▶ **The records**

- Opening Delimiter -

PR #2328, opened 2021-09-14
fix(core): fix migration of workflow metadata

Panaetius:
Fixes migration of workflows where a `ProcessRun` links to a Plan that has subprocesses. Will create an `Activity` per subprocess (So possibly multiple `Activity`s per `ProcessRun`), splitting Inputs/Outputs to the activities they belong to


mohammad-sdsc (approved):
LGTM, thank you!

PR #2339, opened 2021-09-16
feat(svc): add support for template images

### LINKED ISSUE #2311: Support template icons

The POC team asked to support associating icons with project templates. Those would be used by the UI when showing the available project templates from a templates repository (i.e. listed in the manifest.yaml file).

Considering the discussion here SwissDataScienceCenter/renku-ui/issues/1467 , we would like to get those images as a base64 encoded string (other formats are welcome), exposed as a new `icon` field in the payload provided for each template.
The image should be part of the templates repository, and the manifest file should allow specifying an `icon` field with the local path of the image.
Encoding should either scale down big images (that should be an icon, so nothing too big/detailed), or allow a maximum size.

We could allow specifying a URL instead of including the image in the repository. That would simplify the implementation of this issue, but we would have no control of the image (more details on SwissDataScienceCenter/renku-ui/issues/1467 ).

Panaetius:
closes #2311 

needs https://github.com/SwissDataScienceCenter/renku-project-template/pull/129


renku/service/controllers/templates_read_manifest.py
```diff
@@ -43,7 +48,27 @@ def context(self):
...
+        template_manifest, template_folder, _, _ = fetch_template(self.ctx["git_url"], self.ctx["ref"])
+
+        # NOTE: convert icons to base64
+        for template in template_manifest:
+            if "icon" not in template:
+                continue
+
+            # NOTE: prevent path traversal attack
+            icon_path = template_folder / (
+                (template_folder / template["icon"]).resolve().relative_to(template_folder.resolve())
```
mohammad-sdsc, line 62: Shouldn't we resolve `template_folder` first?

mohammad-sdsc (commented):
Looks very good! I've made a comment.

renku/service/controllers/templates_read_manifest.py
Panaetius: Actually it is already resolved in `fetch_template`, I've removed the `.resolve()` from template_folder

mohammad-sdsc (approved):
🚀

- Closing Delimiter -

▶ **Exercise directions**
Retype every entry exactly as it stands.

▶ **Output of the exercise**
PR #2328, opened 2021-09-14
fix(core): fix migration of workflow metadata

Panaetius:
Fixes migration of workflows where a `ProcessRun` links to a Plan that has subprocesses. Will create an `Activity` per subprocess (So possibly multiple `Activity`s per `ProcessRun`), splitting Inputs/Outputs to the activities they belong to


mohammad-sdsc (approved):
LGTM, thank you!

PR #2339, opened 2021-09-16
feat(svc): add support for template images

### LINKED ISSUE #2311: Support template icons

The POC team asked to support associating icons with project templates. Those would be used by the UI when showing the available project templates from a templates repository (i.e. listed in the manifest.yaml file).

Considering the discussion here SwissDataScienceCenter/renku-ui/issues/1467 , we would like to get those images as a base64 encoded string (other formats are welcome), exposed as a new `icon` field in the payload provided for each template.
The image should be part of the templates repository, and the manifest file should allow specifying an `icon` field with the local path of the image.
Encoding should either scale down big images (that should be an icon, so nothing too big/detailed), or allow a maximum size.

We could allow specifying a URL instead of including the image in the repository. That would simplify the implementation of this issue, but we would have no control of the image (more details on SwissDataScienceCenter/renku-ui/issues/1467 ).

Panaetius:
closes #2311 

needs https://github.com/SwissDataScienceCenter/renku-project-template/pull/129


renku/service/controllers/templates_read_manifest.py
```diff
@@ -43,7 +48,27 @@ def context(self):
...
+        template_manifest, template_folder, _, _ = fetch_template(self.ctx["git_url"], self.ctx["ref"])
+
+        # NOTE: convert icons to base64
+        for template in template_manifest:
+            if "icon" not in template:
+                continue
+
+            # NOTE: prevent path traversal attack
+            icon_path = template_folder / (
+                (template_folder / template["icon"]).resolve().relative_to(template_folder.resolve())
```
mohammad-sdsc, line 62: Shouldn't we resolve `template_folder` first?

mohammad-sdsc (commented):
Looks very good! I've made a comment.

renku/service/controllers/templates_read_manifest.py
Panaetius: Actually it is already resolved in `fetch_template`, I've removed the `.resolve()` from template_folder

mohammad-sdsc (approved):
🚀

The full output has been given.